To put it mildly, it's not difficult to predict that politics will remain the top headlines this year, following the turmoil of the general election and a not-always-smooth transition of power. Here are five people who will be making—or writing—those headlines in 2017.
Where you've seen her: At Nordstrom (at least her fashion line), campaigning for her father
What's next: Being de facto first lady
If her prominent roles on her father's campaign and transition teams are any indication, it seems very likely that Ivanka Trump's influence will only increase as her father moves into the White House. It will be interesting to see if the businesswoman will use her influence and unique relationship with President-elect Donald Trump to advocate for women's issues after her father's much-publicized, notorious comments degrading women, and if/how she will fulfill the social and political duties of first lady (which aren't always the president's spouses).
Where you've seen her: TeenVogue.com, clashing on air with Fox News' Tucker Carlson
What's next: More "scorched-earth" op-eds
The Teen Vogue editor first gained Internet fame in December for penning "Donald Trump is Gaslighting America," a widely shared op-ed that not only explained the origins of the increasingly used term "gaslighting," or psychologically manipulating someone to the point that they question their own sanity, but also clearly laid out examples of false statements made by Trump and his campaign/transition team. Not only was Duca's article important at the dawn of this new era of fake news and increased scrutiny on the media, but its appearance in Teen Vogue broke through stereotypes of the publication and its primary audience of young women.

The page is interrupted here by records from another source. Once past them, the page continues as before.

PR #7, opened 2017-10-05
Refactor ack frame parsing, fix ack parsing, add frame parsing for logging code

igorlord:
Refactor ack frame parsing, fix ack parsing, add frame parsing for logging code.

Signed-off-by: Igor Lubashev <ilubashe@akamai.com>

### DIFF
--- a/picoquic/frames.c
+++ b/picoquic/frames.c
@@ -344,9 +344,9 @@ int picoquic_decode_stream_reset_frame(picoquic_cnx_t * cnx, uint8_t * bytes,
  */
 static const int picoquic_offset_length_code[4] = { 0, 2, 4, 8 };
 
-static int picoquic_parse_stream_header(picoquic_cnx_t * cnx, const uint8_t * bytes, size_t bytes_max,
-                                        uint32_t * stream_id, uint64_t * offset, size_t * data_length,
-                                        size_t * consumed)
+int picoquic_parse_stream_header(const uint8_t * bytes, size_t bytes_max,
+								 uint32_t * stream_id, uint64_t * offset, size_t * data_length,
+								 size_t * consumed)
 {
     int     ret = 0;
     size_t  byte_index = 1;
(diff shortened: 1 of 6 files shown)


picoquic/frames.c
```diff
@@ -1179,167 +1195,83 @@ static picoquic_packet * picoquic_process_ack_range(
...
-				}
+			/* Skip the gap */
+			uint64_t block_to_block = range + bytes[byte_index++];
+			if (largest < block_to_block)
+			{
+				DBG_PRINTF("ack gap error: largest=%" PRIx64 ", range=%" PRIx64 ", gap=%" PRIu64,
+						   largest, range, block_to_block-range);
+				ret = -1;
+				break;
 			}
```
huitema: I am not sure about that code. The gaps are normally in decreasing order. The first range is "largest-range...largest", then second largest = largest - first range - first gap, etc. I have the impression that your code is doing the opposite.

picoquic/frames.c
```diff
@@ -940,108 +1020,44 @@ static picoquic_packet * picoquic_update_rtt(picoquic_cnx_t * cnx, uint64_t larg
...
-		sack_count = 0;
+		picoquic_sack_item_t * sack          = &cnx->first_sack_item;
+		picoquic_sack_item_t * previous_sack = NULL;
+		unsigned               sack_count    = 0;
 
 		do {
+			/* TODO: Clarify logic here and simplify */
 			if (sack->start_of_sack_range < largest &&
 				sack->end_of_sack_range < largest)
 			{
```
huitema: I think you changed the logic there. Largest is the "largest seen". It does not mean that all packets before that were acked. The acknowledged ranges are "before largest". An ACK is acknowledged if it is present in one of these ranges, not just if it's sequence number is below largest.

igorlord: Are you referring to this the code below this comment?  I specifically did NOT change that code -- it is the original.  I added the comment, *because* it seemed wrong.

picoquic/frames.c
igorlord: I think my code is fine.  It is doing exactly what you described:

            /* Skip the gap */
            uint64_t block_to_block = range + bytes[byte_index++];
            ...
            largest -= block_to_block;
 
So the next largest is largest - (range+gap)

picoquic/frames.c
huitema: You are right, I should have looked at the whole set.

picoquic/frames.c
huitema: Sorry, I was reading this too quickly. Yes, you are right.

PR #28, opened 2017-11-08
Connection ID modification test/demo

dbavatar:
This feature is intended to show how connection ID's could be changed.
For example: to encode instance specific information in the server
connection id for routing purposes.


dbavatar:
> I can certainly check that in, it will not break anything in our demo or in interop. But I am a bit skeptical. You want to have clear text bits identifying the load balancing context. Doesn't that enable some directed denial of service attacks?

Effectively the idea is that bits of the connection ID could be stolen for load balancing, without enforcing an algorithm for the contents of those bits - they do not need to be cleartext, as you can set some cryptographically hashed value making the pattern indistinguishable from random. That design falls onto the load balancer. We think it's important for people to understand this, as well as allowing it to be tested.

huitema:
My concern is that there are two ways to achieve what you desire. You describe the simple "mask" solution, for separating the bits seen by the load balancer and the bits set by the individual server. The downside is that for a given server the "load balancer" bits will be constant. They can then be observed by third parties, and might be used in attacks.

An alternative approach would be to use some 64 bit encryption algorithm, maybe Blowfish, such that connection_ID = encrypt(server_ID|nonce). This would require that the load balancer decrypts the connection ID to find the server_ID. It would effectively hide the connection_id to server relation from third parties.

From a code point of view, I would not want to program the specific encryption algorithm in QUIC. What I would do instead is program a callback. If the callback is set, the server would call it instead of calling crypto-random to set the connection ID. It would also pas a context parameter to the call back.

The callback design is more flexible than just setting a mask. Indeed, it would be possible to implement your mask solution with a callback -- pass struct { mask, val } as context parameter. But it would allow for experimentation with more complex connection ID generation as well.

Of course for me all that is theoretical. You are the ones actually developing load balancers. So if the simple solution is good enough for you, I am happy to check it in. But I want to confirm that this is OK.

huitema:
My concern is that there are two ways to achieve what you desire. You describe the simple "mask" solution, for separating the bits seen by the load balancer and the bits set by the individual server. The downside is that for a given server the "load balancer" bits will be constant. They can then be observed by third parties, and might be used in attacks.

An alternative approach would be to use some 64 bit encryption algorithm, maybe Blowfish, such that connection_ID = encrypt(server_ID|nonce). This would require that the load balancer decrypts the connection ID to find the server_ID. It would effectively hide the connection_id to server relation from third parties.

From a code point of view, I would not want to program the specific encryption algorithm in QUIC. What I would do instead is program a callback. If the callback is set, the server would call it instead of calling crypto-random to set the connection ID. It would also pas a context parameter to the call back.

The callback design is more flexible than just setting a mask. Indeed, it would be possible to implement your mask solution with a callback -- pass struct { mask, val } as context parameter. But it would allow for experimentation with more complex connection ID generation as well.

Of course for me all that is theoretical. You are the ones actually developing load balancers. So if the simple solution is good enough for you, I am happy to check it in. But I want to confirm that this is OK.

dbavatar:
The algorithm we're toying with internally is effectively a callback, but it's simple for us to have a 2 liner patch versus a callback mechanism - we're using picoquic at the moment as a reference implementation and test traffic provider for our load balancer.

I agree callback is superior, although we were struggling with how to share this meaningfully with picoquic. I could implement this PR to do exactly the same thing, except the simple mask/value demo would be the default callback registered from picoquicdemo. Does that sound better?

huitema:
It does sound better, a bit more general purpose. Can you do that easily?

huitema:
One more thing. Your PR assumes that the stateless reset secret is set per server. Is that OK in your deployment?

dbavatar:
I believe you would need to have stateless reset secret will have to be shared per load balancing group, is that your concern? So I should add the ability to set that from the command line as well.

PR #32, opened 2017-11-15
Allow linux to use a listen socket per protocol

dbavatar:
This allows win32 and linux to work in the same way, fixing ip addr logging


huitema:
Sorry, I am traveling and my laptop is broken. I will only be able to review this PR on Wednesday 22.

Where you've seen him: U.S. Representative for Minnesota
What's next: Democratic National Committee chair (maybe)
With the Democratic Party still reeling after Hillary Clinton's defeat in the general election, and Barack Obama on his way out of the White House, it's clear that the party needs a leader to rally around in the next few years. Enter Ellison, the Minnesota politician who could either be the making or breaking of the party. When Ellison was nominated in the fall to chair the DNC, support came strong and swift from Democrats such as Bernie Sanders, but since then, opposition has piled up and threatens to further fracture the party. Regardless of whether he heads the DNC or not, Ellison's will still be one of the better-known and younger voices in the Democratic party.
Where you've seen her: Rolling her eyes at the president's dad jokes, acting her age at Lolla
What's next: A gap year
The older Obama daughter will be enjoying freedom on two levels next year, with her family moving out of the White House (no more state dinners!) and a planned gap year after she graduates from high school in the spring (she has deferred enrollment to Harvard for a year). Though no official details have been released about her plans for the interim, it's clear that fans and critics of the first family alike will be watching with interest to see what Malia Obama will do during her time off school. It'll also be interesting to see if she sets off a trend here in the U.S., where taking a gap year is an exception rather than the norm, unlike in other countries, such as England, where the practice is much more common.

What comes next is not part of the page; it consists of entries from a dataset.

PR #34, opened 2017-11-21
Force server cnx_id xmit when modifying cnx_id

dbavatar:
Modifying cnx_id implies you are doing some sort of load balancing based on
cnx_id, therefore a server should always xmit cnx_id such that you can find
that packet's origin later, for example if it comes back in an icmp error.

### DIFF
--- a/picoquic/picoquic_internal.h
+++ b/picoquic/picoquic_internal.h
@@ -77,7 +77,8 @@ extern "C" {
 	 */
 	typedef enum {
 		picoquic_context_server = 1,
-        picoquic_context_check_cookie = 2
+		picoquic_context_check_cookie = 2,
+		picoquic_context_unconditional_cnx_id = 4
 	} picoquic_context_flags;
 
 	/*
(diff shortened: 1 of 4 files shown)


huitema:
OK. I will do a small change to make sure that we don't set the callback if the -i option is not used.

huitema:
Actually, I had to also fix a bug in your PR. You had a test written as:

							if (cnx->quic->flags & picoquic_context_unconditional_cnx_id == 0)
								cnx->remote_parameters.omit_connection_id = 1;

The problem there is the precedence between the "&" and "==" operators. With the Windows compiler, the "==" is evaluated first, and your condition was always true. A number of unit tests were failing. I had to change it to:

							if ((cnx->quic->flags & picoquic_context_unconditional_cnx_id) == 0)
								cnx->remote_parameters.omit_connection_id = 1;

Also, I had to fix the transport parameter unit test. But that's my fault. On the other hand, you should have run the unit tests before pushing the fix...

Bernie Bros & Pantsuit Nation members
Where you've seen them: All over your Facebook news feed
What's next: Well, isn't that the big question?
After the shattered dreams of 2016, a generation of disenchanted Millennial voters have to figure out how to organize and remain engaged in the political landscape while learning to accept and move past the defeat of their preferred candidates. The next general election may be four years away, but campaigning for Election 2020 will start well before then, and there are myriad ways to continue to support issues and platforms even if the candidate you voted for isn't the one who ended up in the White House.